And how is your assessment realistic? How many ortho films have you shot?


----------



## Petraio Prime

Alpha said:


> There is no good reason to suggest that the lab cannot develop this in an alternate developer. Indeed, they suggested they were capable of doing so. Further, the comparison to Tech Pan is correct only insofar as both films are slow and require special low contrast developers for _ideal_ results. The similarities end there. Not only is TP not orthochromatic, but it's red sensitivity is greater than most pan films. It is easily possible to get good looking pictorial development out of a film like this using a different developer. Moreover, I would suggest that the only reason Rollei lists only their special developer on the package is because they manufacture it.
> 
> And how is your assessment realistic? How many ortho films have you shot?



The 'ortho' property is not the issue, it's the contrast. I tried several rolls of Tech Pan with  Technidol and found it difficult to work with at best.


----------



## Alpha

Just to be clear. you've not shot and/or developed any orthochromatic film.
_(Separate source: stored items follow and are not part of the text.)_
PR #256, opened 2024-05-08
add cpu busy time

brayniac:
Adds metrics for cpu busy time to make cpu utilization easier to calculate. This metric is not exported in the prometheus exposition because all the non-idle states can be trivially summed. However, for users of other metrics systems or consumers of the raw msgpack output, it can be more convenient to work with just busy and idle times and not worry about enumerating and summing the various other states.

### DIFF
--- a/src/samplers/cpu/linux/usage/bpf.rs
+++ b/src/samplers/cpu/linux/usage/bpf.rs
@@ -68,13 +68,15 @@ impl OnlineCores {
     }
 
     pub fn refresh(&mut self) -> Result<(), ()> {
-        self.file.rewind()
+        self.file
+            .rewind()
             .map_err(|e| error!("failed to seek to start of file: {e}"))?;
 
         let mut count = 0;
         let mut raw = String::new();
 
-        let _ = self.file
+        let _ = self
+            .file
             .read_to_string(&mut raw)
             .map_err(|e| error!("failed to read file: {e}"))?;
 
@@ -144,8 +146,8 @@ impl CpuUsage {
         skel.attach()
             .map_err(|e| error!("failed to attach bpf program: {e}"))?;
 
-        let online_cores = OnlineCores::new()
-            .map_err(|_| error!("couldn't determine number of online cores"))?;
+        let online_cores =
+            OnlineCores::new().map_err(|_| error!("couldn't determine number of online cores"))?;
 
         let cpus = match hardware_info() {
             Ok(hwinfo) => hwinfo.get_cpus(),
--- a/src/samplers/cpu/linux/usage/bpf.rs
+++ b/src/samplers/cpu/linux/usage/bpf.rs
@@ -9,7 +9,7 @@ use super::NAME;
 
 use std::io::{Read, Seek};
 
-use metriken::MetricBuilder;
+use metriken::{DynBoxedMetric, MetricBuilder};
 
 use bpf::*;
 
@@ -33,8 +33,10 @@ impl GetMap for ModSkel<'_> {
 pub struct CpuUsage {
     bpf: Bpf<ModSkel<'static>>,
     percpu_counters: Arc<PercpuCounters>,
-    sum_prev: u64,
-    percpu_sum_prev: Vec<u64>,
+    total_busy: Counter,
+    total_idle: Counter,
+    percpu_busy: Vec<DynBoxedMetric<metriken::Counter>>,
+    percpu_idle: Vec<DynBoxedMetric<metriken::Counter>>,
     counter_interval: Interval,
     distribution_interval: Interval,
     online_cores: usize,
@@ -42,7 +44,6 @@ pub struct CpuUsage {
     online_cores_interval: Interval,
 }
 
-const IDLE_CPUTIME_INDEX: usize = 5;
 impl CpuUsage {
     pub fn new(config: &Config) -> Result<Self, ()> {
         let builder = ModSkelBuilder::default();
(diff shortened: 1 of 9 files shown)


src/samplers/cpu/macos/usage/mod.rs
```diff
@@ -124,22 +124,26 @@ impl CpuUsage {
                     .offset((cpu as i32 * libc::CPU_STATE_MAX + libc::CPU_STATE_NICE) as isize)
                     as u64)
                     .wrapping_mul(self.nanos_per_tick);
+                let busy = user.wrapping_add(system.wrapping_add(idle));
```
mihirn, line 127: Shouldn't busy be user + system + nice, not user + system + idle?

src/samplers/cpu/linux/usage/mod.bpf.c
```diff
@@ -7,23 +7,24 @@
 #include <bpf/bpf_core_read.h>
 #include <bpf/bpf_tracing.h>
 
-#define COUNTER_GROUP_WIDTH 16
+#define COUNTER_GROUP_WIDTH 8
 #define MAX_CPUS 1024
 
 #define IDLE_STAT_INDEX 5
 #define IOWAIT_STAT_INDEX 6
+#define TOTAL_STATES 10
```
mihirn, line 15: Do we use this anywhere?

src/samplers/cpu/macos/usage/mod.rs
brayniac: Good catch. Fixed.

src/samplers/cpu/linux/usage/mod.bpf.c
brayniac: Removed.

src/samplers/cpu/linux/usage/bpf.rs
```diff
@@ -142,34 +163,34 @@ impl CpuUsage {
...
-
-        // get the number of nanoseconds in busy time, since idle hasn't been
-        // incremented, the busy time is the difference between our prev and
-        // current sums
-        let busy_delta = sum_now.wrapping_sub(self.sum_prev);
+        // update busy time metric
+        let busy: u64 = busy();
+        let busy_prev = CPU_USAGE_BUSY.value();
+        let busy_delta = busy.wrapping_sub(busy_prev);
+        self.total_busy.set(elapsed.as_secs_f64(), busy);
```
mihirn, line 170: I get why you're reading from `CPU_USAGE_BUSY` and then writing to `self.total_busy` so that you don't have to handle the histogram separately, but it is a bit confusing to read. Is it worth adding a `get` or `value` to the `Counter` so that we could just call `self.total_busy.value` instead?

src/samplers/cpu/linux/usage/bpf.rs
```diff
@@ -142,34 +163,34 @@ impl CpuUsage {
...
+            .percpu_busy
+            .iter_mut()
+            .zip(self.percpu_idle.iter_mut())
+            .enumerate()
+        {
+            let busy: u64 = self.percpu_counters.sum(cpu).unwrap_or(0);
+            let busy_prev = busy_counter.set(busy);
+            let busy_delta = busy.wrapping_sub(busy_prev);
+
+            let idle_delta = (elapsed.as_nanos() as u64).saturating_sub(busy_delta);
```
mihirn, line 190: Shouldn't this check if the core is online? If we don't have that information, it seems like delta and idle will be perfect duals of each other and we can just track either one.

src/samplers/cpu/linux/usage/proc_stat.rs
```diff
@@ -12,8 +12,10 @@ pub struct ProcStat {
     interval: Interval,
     nanos_per_tick: u64,
     file: File,
-    counters_total: Vec<Counter>,
-    counters_percpu: Vec<Vec<DynBoxedMetric<metriken::Counter>>>,
+    total_counters: Vec<Counter>,
+    total_busy: Counter,
+    percpu_counters: Vec<Vec<DynBoxedMetric<metriken::Counter>>>,
```
mihirn, line 17: Afaict, this definition is the same as the `PercpuCounters` for the bpf code. Shall we hoist that structure outside to `src/common/mod.rs` to sit next to `Counter`, so both code paths can use it?

src/samplers/cpu/linux/usage/proc_stat.rs
```diff
@@ -118,18 +134,33 @@ impl ProcStat {
             let header = parts.first().unwrap();
 
             if *header == "cpu" {
-                for (field, counter) in self.counters_total.iter_mut().enumerate() {
+                let mut busy: u64 = 0;
+
+                for (field, counter) in self.total_counters.iter_mut().enumerate() {
                     if let Some(Ok(v)) = parts.get(field + 1).map(|v| v.parse::<u64>()) {
-                        counter.set(elapsed, v.wrapping_mul(self.nanos_per_tick))
+                        if field < 2 || field > 4 {
```
mihirn, line 141: I think we only want to skip `idle` and `io_wait` so should be `field < 3`? Also, should we drop a comment in as to what the magic numbers correspond to?

brayniac: Changed to use comparison to two consts to make this clearer.

src/samplers/cpu/linux/usage/bpf.rs
brayniac: Yes. This is fixed now.

src/samplers/cpu/linux/usage/bpf.rs
brayniac: This is fixed too

mihirn (approved):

Is that correct?


----------



## Petraio Prime

Alpha said:


> Just to be clear. you've not shot and/or developed any orthochromatic film. Is that correct?



Oh, yes I have. Sheet continuous- tone (Tri-X) and Kodalith. As I said, it's not the orthochromatic sensitivity that's the issue, not at all. It's the contrast. _Ortho_ has nothing to do with it.


----------



## Alpha

Petraio Prime said:


> Alpha said:
> 
> 
> 
> Just to be clear. you've not shot and/or developed any orthochromatic film. Is that correct?
> 
> 
> 
> 
> Oh, yes I have. Sheet continuous- tone (Tri-X) and Kodalith. As I said, it's not the orthochromatic sensitivity that's the issue, not at all. It's the contrast. _Ortho_ has nothing to do with it.
Click to expand...



I don't see what TX has to do with this. And Kodalith can be developed for pictorial uses in...wait for it...a dilute non litho developer.


----------



## Petraio Prime

Alpha said:


> Petraio Prime said:
> 
> 
> 
> 
> 
> Alpha said:
> 
> 
> 
> Just to be clear. you've not shot and/or developed any orthochromatic film. Is that correct?
> 
> 
> 
> 
> Oh, yes I have. Sheet continuous- tone (Tri-X) and Kodalith. As I said, it's not the orthochromatic sensitivity that's the issue, not at all. It's the contrast. _Ortho_ has nothing to do with it.
> 
> Click to expand...
> 
> 
> I don't see what TX has to do with this. And Kodalith can be developed for pictorial uses in...wait for it...a dilute non litho developer.
Click to expand...


Tri-X Ortho was a _continuous-tone ortho film_. You are still confusing orthochromatic sensitization (blue-to-yellow, insensitive to red) with litho (high contrast). They are two different things. Most litho films were orthochromatic for a number of reasons (but there _were _pan litho films). Most continuous-tone films have been panchromatic since the 1940s, though continuous-tone films ortho films such as Tri-X Ortho, Plus-X Ortho, and Portrait Ortho were around until the 70s or 80s.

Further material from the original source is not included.